PR #36, opened 2018-01-30
Fix a bug of ABT_cond_broadcast.

shintaro-iwasaki:
This PR fixes a bug of ``ABTI_cond_broadcast`` (no corresponding issue)

The previous ``ABT_cond_timedwait`` and ``ABTI_cond_wait`` try to obtain
``p_cond``'s mutex by spinlock, which causes a deadlock.  It often
happens when waiting threads are signaled simultaneously by
``ABT_cond_broadcast``, and a thread taking a lock yield to another
awaken threads.

By replacing spinlock with a normal mutex lock, another awaken
threads can again yield and the thread taking a lock can be resume.

This commit also changed a test to check this behavior.  The old
Argobots will freeze with ``cond_test``, while this commit passes that
test.

### DIFF
--- a/test/basic/cond_test.c
+++ b/test/basic/cond_test.c
@@ -59,6 +59,7 @@ void inc_counter(void *arg)
     ABT_mutex_lock(mutex);
     g_num_incthreads++;
     ABT_cond_wait(broadcast, mutex);
+    ABT_thread_yield();
     ABT_mutex_unlock(mutex);
 }
 
--- a/src/cond.c
+++ b/src/cond.c
@@ -255,7 +255,7 @@ int ABT_cond_timedwait(ABT_cond cond, ABT_mutex mutex,
     ABTU_free(p_unit);
 
     /* Lock the mutex again */
-    ABTI_mutex_spinlock(p_mutex);
+    ABTI_mutex_lock(p_mutex);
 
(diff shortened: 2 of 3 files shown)


test/basic/cond_test.c
```diff
@@ -59,6 +59,7 @@ void inc_counter(void *arg)
     ABT_mutex_lock(mutex);
     g_num_incthreads++;
     ABT_cond_wait(broadcast, mutex);
+    ABT_thread_yield();
```
halimamer: what is this `yield` for?

shintaro-iwasaki: To enhance the test.
Without this yield, the original version passes this test.
With this yield, the original does not because of the issue this PR solves.

halimamer:
This PR actually highlights a bigger issue that I noticed some time ago. See the issue I created #43

halimamer:
test:jenkins

shintaro-iwasaki:
test:jenkins

test/basic/cond_test.c
halimamer: Please create a separate commit for this patch

shintaro-iwasaki:
test:jenkins

PR #38, opened 2018-01-30
Fix spin lock

shintaro-iwasaki:
It fixes a potential bug of spin lock (No corresponding issue)

This bug (see the first commit log) is fixed in the first commit, while the second commit is for performance improvement.
The second commit uses __atomic built-ins that usually perform better than the naive (manual) spin lock implementation because of compiler supports. In addition, we do not need to pay attention to the location of memory barriers in ``ABTI_spinlock_releas.e``

### DIFF
--- a/configure.ac
+++ b/configure.ac
@@ -603,6 +603,22 @@ else
     enable_simple_mutex=yes
 fi
 
+
+# check if __atomic_test_and_set() and __atomic_clear() are supported
+AC_TRY_COMPILE(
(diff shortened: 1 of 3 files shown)


halimamer:
@shintaro-iwasaki , let's remove the first commit since it's not 100% correct and it is redundant since the second commit fixes it properly anyway

shintaro-iwasaki:
#42 removes the first commit.
I will close this PR.

Issue #10, opened 2016-10-04
Valgrind support


smseo:
Valgrind is not working with the current Argobots implementation even with --enable-valgrind.

shintaro-iwasaki:
#39 was merged.

PR #39, opened 2018-01-30
Valgrind Support

shintaro-iwasaki:
This problem has been mentioned in #10.

This PR is to support Valgrind.

When`` --enable-valgrind`` is given and compiled with debuging flags,
Argobots registers all stacks allocated from heaps to Valgrind so
that Valgrind can correctly handle stacks used by threads. It is
completely ignored and thus does not affect performance when
Valgrind is disabled (by default), or compiled with debugging flags.


shintaro-iwasaki:
test:jenkins

shintaro-iwasaki:
test:jenkins

shintaro-iwasaki:
test:jenkins

halimamer:
test:jenkins

PR #42, opened 2018-02-01
Fix spin lock (#38)

shintaro-iwasaki:
This PR reflects the comment in #38. It removes the first commit.

It fixes a potential bug of spin lock (No corresponding issue)
This bug (see the first commit log) is fixed by using __atomic built-ins, which have clear semantics.
They usually perform better than the naive (manual) spin lock implementation because of compiler supports.

### DIFF
--- a/configure.ac
+++ b/configure.ac
@@ -603,6 +603,22 @@ else
     enable_simple_mutex=yes
 fi
 
+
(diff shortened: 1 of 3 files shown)


shintaro-iwasaki:
Remove this PR and submit the improved version as #44.
In #44,  `ABTD_atomic_is_locked_uint32()` is atomic.

PR #2988, opened 2021-12-01
Attempt to fix dotnet test flakes

rli:
## License

### DIFF
--- a/jetbrains-core/tst/software/aws/toolkits/jetbrains/utils/RunConfigTestUtils.kt
+++ b/jetbrains-core/tst/software/aws/toolkits/jetbrains/utils/RunConfigTestUtils.kt
@@ -74,6 +74,16 @@ fun executeRunConfiguration(runConfiguration: RunConfiguration, executorId: Stri
             runConfiguration.project.messageBus.connect(executionEnvironment).subscribe(
                 ExecutionManager.EXECUTION_TOPIC,
                 object : ExecutionListener {
+                    override fun processTerminating(executorId: String, env: ExecutionEnvironment, handler: ProcessHandler) {
+                        println("Execution topic listener called processTerminating for $handler")
+                        super.processTerminating(executorId, env, handler)
+                    }
+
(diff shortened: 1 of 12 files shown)


jetbrains-core/tst/software/aws/toolkits/jetbrains/utils/RunConfigTestUtils.kt
```diff
@@ -59,7 +59,13 @@ fun executeRunConfiguration(runConfiguration: RunConfiguration, executorId: Stri
             val executionEnvironment = executionEnvironmentBuilder.build()
 
             val listener = object : OutputListener() {
+                override fun processWillTerminate(event: ProcessEvent, willBeDestroyed: Boolean) {
+                    println("Received processWillTerminate for ${event.processHandler}")
```
manodnyab, line 63: Do we need to log both processWillTerminate and processTerminated?

rli: trying to understand the lifecycle here and if it's possible for one to be called without the other

jetbrains-rider/tst/base/AwsReuseSolutionTestBase.kt
```diff
@@ -45,6 +49,15 @@ abstract class AwsReuseSolutionTestBase : BaseTestWithSolutionBase() {
         allowCustomDotnetRoots()
     }
 
+    @BeforeClass(alwaysRun = true)
```
manodnyab, line 52: Why do we provide this flag explicitly(in the previous After tag as well)? Is the default false?(that's surprising)

manodnyab (approved):

jetbrains-rider/tst/base/AwsReuseSolutionTestBase.kt
rli: testng default behavior is to skip the after* methods if the test fails. for the before* methods this forces the method to be run regardless of what test group it's in

PR #3012, opened 2021-12-14
Migrate to JUnit5 test runner with vintage test engine

rli:
* Switch to JUnit Platform runner with JUnit Vintage engine
* Migrate single test to JUnit5 to test SxS execution

## License


core/build.gradle.kts
```diff
@@ -26,4 +26,10 @@ dependencies {
     api(libs.bundles.jackson)
 
     testImplementation(libs.junit4)
```
breedloj, line 28: Is it easy to mix tests written against both the 4 and 5 APIs within the same module as we migrate? We should set up a policy, automated if possible, that new tests be written against the Jupiter API.

rli: yup, the Redshift test I migrated over to 5 is an example of that working (everything else in that package is junit4). it should be relatively straightforward to use detekt enforce usage of 5 in new test _classes_, but we should spend some time writing compatibility shims for our junit rules before enforcing that policy

breedloj (approved):

PR #3014, opened 2021-12-17
Display Enable/ Disable Execute Command option even if Cloud Debug is enabled

manodnyab:
## Description

Currently, if Cloud debugging is enabled for a service, the option to Enable/Disable ECS Exec/ Run Commands in Container/Open Shell is not visible. This change ensures that these actions are visible in the explorer irrespective of whether cloud-debug is enabled or not for the service. However, a warning is displayed to disable cloud debugging when any of these actions are selected and cloud-debugging for that particular service is enabled...

## Motivation and Context

Improving the visibility of Exec

## License


kiiadi:
screen shot?

is this required?

manodnyab:
> screen shot?
> 
> what's the driver that this is required?

Currently if cloud debug is already enabled for a service the option for enabling command execution is not available in the explorer... so this change might increase the visibility for ECS Exec...

PR #3022, opened 2022-01-05
Enforce LazyLog rule on Logger type instead of variable name

rli:
## License


jetbrains-core/src/software/aws/toolkits/jetbrains/core/docker/ToolkitDockerAdapter.kt
```diff
@@ -81,7 +81,7 @@ abstract class AbstractToolkitDockerAdapter(protected val project: Project, prot
         // unfortunately no callbacks available to grab the Deployment instance
         val deploymentPromise = AsyncPromise<Deployment>()
         serverConnection.deploy(task) { deploymentName ->
-            EcrUtils.LOG.debug("Retrieving Deployment associated with '$deploymentName'")
```
breedloj, line 84: Whoops

gradle/libs.versions.toml
```diff
@@ -17,6 +17,7 @@ mockito = "4.0.0"
 telemetryGenerator = "1.0.25"
 testLogger = "3.1.0"
 testRetry = "1.2.1"
+slf4j = "1.7.32"
```
breedloj, line 20: They seem to be up to 1.7.36 in the interim - might as well rev to the latest while we're at it.
```suggestion
slf4j = "1.7.36"
```

breedloj (approved):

→ **What to do**:
Each line in the listing that contains "processWillTerminate" should be returned.

→ **Task answer**:
+                override fun processWillTerminate(event: ProcessEvent, willBeDestroyed: Boolean) {
+                    println("Received processWillTerminate for ${event.processHandler}")
manodnyab, line 63: Do we need to log both processWillTerminate and processTerminated?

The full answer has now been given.